The problem: Among the entries below, find the lines with the word "runs" and copy them.

Material for this task:
────────────────
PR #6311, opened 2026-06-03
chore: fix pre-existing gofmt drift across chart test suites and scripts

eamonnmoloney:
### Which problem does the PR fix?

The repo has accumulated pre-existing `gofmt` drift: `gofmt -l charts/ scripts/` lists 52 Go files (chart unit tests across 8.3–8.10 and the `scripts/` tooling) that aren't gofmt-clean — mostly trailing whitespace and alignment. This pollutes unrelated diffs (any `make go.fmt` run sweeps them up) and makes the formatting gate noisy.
────────────────
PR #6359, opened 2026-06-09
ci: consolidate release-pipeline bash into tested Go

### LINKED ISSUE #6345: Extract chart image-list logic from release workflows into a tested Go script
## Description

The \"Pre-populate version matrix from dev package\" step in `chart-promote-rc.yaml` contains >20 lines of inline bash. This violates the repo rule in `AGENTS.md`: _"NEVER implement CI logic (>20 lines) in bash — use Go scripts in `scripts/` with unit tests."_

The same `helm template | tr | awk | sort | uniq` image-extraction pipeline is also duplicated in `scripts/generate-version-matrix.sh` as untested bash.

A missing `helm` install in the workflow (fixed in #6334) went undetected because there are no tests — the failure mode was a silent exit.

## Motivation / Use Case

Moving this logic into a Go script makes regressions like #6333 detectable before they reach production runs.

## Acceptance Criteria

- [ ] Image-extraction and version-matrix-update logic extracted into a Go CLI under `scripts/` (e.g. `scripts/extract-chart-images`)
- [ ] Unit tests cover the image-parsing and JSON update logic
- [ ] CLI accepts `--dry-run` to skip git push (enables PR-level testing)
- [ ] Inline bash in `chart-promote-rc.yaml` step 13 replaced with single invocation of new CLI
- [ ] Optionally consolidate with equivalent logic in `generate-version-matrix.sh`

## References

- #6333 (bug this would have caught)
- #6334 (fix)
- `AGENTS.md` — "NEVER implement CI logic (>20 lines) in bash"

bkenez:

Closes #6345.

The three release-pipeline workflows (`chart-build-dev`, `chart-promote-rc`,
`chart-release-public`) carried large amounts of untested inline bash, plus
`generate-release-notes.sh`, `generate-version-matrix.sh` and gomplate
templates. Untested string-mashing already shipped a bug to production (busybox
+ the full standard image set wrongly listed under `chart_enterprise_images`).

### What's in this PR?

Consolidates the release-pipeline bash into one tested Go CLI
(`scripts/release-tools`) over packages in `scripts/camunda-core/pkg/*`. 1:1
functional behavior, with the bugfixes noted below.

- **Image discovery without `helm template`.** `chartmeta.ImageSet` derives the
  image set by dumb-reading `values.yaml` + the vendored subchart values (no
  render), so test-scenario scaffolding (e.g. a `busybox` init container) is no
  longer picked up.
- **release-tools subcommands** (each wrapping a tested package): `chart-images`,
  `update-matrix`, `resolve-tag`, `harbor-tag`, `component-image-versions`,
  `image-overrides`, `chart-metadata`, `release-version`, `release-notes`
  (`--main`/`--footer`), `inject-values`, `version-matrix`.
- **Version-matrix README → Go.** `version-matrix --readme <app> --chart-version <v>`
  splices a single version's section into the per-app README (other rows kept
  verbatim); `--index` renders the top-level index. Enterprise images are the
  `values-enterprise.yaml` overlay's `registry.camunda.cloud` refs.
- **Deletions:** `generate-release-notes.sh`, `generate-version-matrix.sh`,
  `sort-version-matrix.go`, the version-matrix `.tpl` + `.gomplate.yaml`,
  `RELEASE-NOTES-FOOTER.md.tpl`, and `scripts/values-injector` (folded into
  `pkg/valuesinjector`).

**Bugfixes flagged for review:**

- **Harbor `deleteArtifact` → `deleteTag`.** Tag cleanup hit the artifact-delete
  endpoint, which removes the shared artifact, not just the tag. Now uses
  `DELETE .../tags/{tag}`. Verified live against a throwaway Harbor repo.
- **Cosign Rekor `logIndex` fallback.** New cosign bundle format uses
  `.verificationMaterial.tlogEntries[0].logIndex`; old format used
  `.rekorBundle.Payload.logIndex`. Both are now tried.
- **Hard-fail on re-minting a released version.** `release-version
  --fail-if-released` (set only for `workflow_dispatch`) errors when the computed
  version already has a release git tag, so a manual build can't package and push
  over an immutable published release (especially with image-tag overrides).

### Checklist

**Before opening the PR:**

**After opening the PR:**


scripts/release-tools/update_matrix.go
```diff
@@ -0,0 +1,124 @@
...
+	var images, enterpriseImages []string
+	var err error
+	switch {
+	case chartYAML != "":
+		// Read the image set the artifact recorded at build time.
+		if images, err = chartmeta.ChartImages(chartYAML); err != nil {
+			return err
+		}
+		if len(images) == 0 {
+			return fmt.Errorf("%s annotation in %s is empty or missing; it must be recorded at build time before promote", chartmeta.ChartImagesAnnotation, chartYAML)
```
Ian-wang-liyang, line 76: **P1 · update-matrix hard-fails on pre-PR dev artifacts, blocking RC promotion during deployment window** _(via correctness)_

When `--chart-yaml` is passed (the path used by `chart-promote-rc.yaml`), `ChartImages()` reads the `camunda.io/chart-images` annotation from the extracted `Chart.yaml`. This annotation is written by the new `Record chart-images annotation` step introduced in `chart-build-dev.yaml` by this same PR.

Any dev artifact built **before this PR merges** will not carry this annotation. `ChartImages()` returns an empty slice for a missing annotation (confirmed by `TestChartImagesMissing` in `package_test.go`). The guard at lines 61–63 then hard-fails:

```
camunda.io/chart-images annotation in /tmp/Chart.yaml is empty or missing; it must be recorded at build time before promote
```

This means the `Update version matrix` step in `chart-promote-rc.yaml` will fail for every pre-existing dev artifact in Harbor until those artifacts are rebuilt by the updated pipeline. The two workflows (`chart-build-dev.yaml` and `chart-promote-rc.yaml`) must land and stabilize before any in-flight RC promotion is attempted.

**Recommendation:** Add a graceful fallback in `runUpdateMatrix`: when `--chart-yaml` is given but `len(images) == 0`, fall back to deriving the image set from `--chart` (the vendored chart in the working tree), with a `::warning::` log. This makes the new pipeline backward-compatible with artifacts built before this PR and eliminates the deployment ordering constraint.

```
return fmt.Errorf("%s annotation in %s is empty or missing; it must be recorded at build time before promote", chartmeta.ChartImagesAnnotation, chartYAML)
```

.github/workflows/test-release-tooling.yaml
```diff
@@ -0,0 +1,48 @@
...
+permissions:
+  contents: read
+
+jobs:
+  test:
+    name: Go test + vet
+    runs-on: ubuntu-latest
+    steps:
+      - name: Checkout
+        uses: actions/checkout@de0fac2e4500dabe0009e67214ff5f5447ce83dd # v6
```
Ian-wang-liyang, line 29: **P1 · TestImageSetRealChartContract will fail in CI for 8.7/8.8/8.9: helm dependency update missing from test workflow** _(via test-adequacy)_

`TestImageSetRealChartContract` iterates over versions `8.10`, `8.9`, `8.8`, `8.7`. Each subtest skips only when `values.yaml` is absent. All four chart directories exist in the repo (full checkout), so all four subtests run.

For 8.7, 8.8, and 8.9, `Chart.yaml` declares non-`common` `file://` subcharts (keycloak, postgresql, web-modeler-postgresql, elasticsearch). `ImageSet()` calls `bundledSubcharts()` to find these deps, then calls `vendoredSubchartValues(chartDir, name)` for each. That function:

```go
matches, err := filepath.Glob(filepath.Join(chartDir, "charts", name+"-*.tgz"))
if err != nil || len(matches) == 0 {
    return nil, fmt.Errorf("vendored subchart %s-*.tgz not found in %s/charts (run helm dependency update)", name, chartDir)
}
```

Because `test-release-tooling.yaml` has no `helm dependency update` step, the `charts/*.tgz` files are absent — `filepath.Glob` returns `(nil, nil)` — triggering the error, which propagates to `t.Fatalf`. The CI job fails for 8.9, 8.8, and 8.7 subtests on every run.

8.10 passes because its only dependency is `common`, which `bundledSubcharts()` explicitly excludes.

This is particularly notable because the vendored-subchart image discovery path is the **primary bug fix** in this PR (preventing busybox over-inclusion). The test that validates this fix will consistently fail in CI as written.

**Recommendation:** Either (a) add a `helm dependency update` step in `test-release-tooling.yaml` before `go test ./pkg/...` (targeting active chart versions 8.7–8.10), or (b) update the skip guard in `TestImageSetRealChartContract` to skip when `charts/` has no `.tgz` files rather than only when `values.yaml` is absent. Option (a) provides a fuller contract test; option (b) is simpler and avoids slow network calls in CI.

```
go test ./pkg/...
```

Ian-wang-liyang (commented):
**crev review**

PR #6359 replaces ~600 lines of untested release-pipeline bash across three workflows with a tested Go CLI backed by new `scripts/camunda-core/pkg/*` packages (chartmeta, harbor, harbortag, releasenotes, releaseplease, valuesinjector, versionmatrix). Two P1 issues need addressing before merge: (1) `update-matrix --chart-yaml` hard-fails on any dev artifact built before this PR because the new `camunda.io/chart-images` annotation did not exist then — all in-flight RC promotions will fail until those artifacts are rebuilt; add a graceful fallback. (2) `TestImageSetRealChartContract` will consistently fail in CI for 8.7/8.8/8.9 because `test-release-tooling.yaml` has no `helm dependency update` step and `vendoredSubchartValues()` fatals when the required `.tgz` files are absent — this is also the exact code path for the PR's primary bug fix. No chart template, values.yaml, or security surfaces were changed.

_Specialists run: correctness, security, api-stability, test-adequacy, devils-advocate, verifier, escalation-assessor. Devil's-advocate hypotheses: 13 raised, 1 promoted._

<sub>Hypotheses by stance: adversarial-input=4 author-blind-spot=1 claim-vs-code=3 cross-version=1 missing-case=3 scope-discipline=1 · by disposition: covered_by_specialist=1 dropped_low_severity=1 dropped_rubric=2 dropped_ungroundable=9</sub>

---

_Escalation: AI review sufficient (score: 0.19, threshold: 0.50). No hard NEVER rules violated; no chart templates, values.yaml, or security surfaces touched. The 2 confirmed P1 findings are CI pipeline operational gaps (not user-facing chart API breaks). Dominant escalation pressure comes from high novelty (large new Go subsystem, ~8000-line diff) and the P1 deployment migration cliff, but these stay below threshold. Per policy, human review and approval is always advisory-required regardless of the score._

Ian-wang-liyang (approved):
────────────────
Your response:
Moving this logic into a Go script makes regressions like #6333 detectable before they reach production runs.
+    runs-on: ubuntu-latest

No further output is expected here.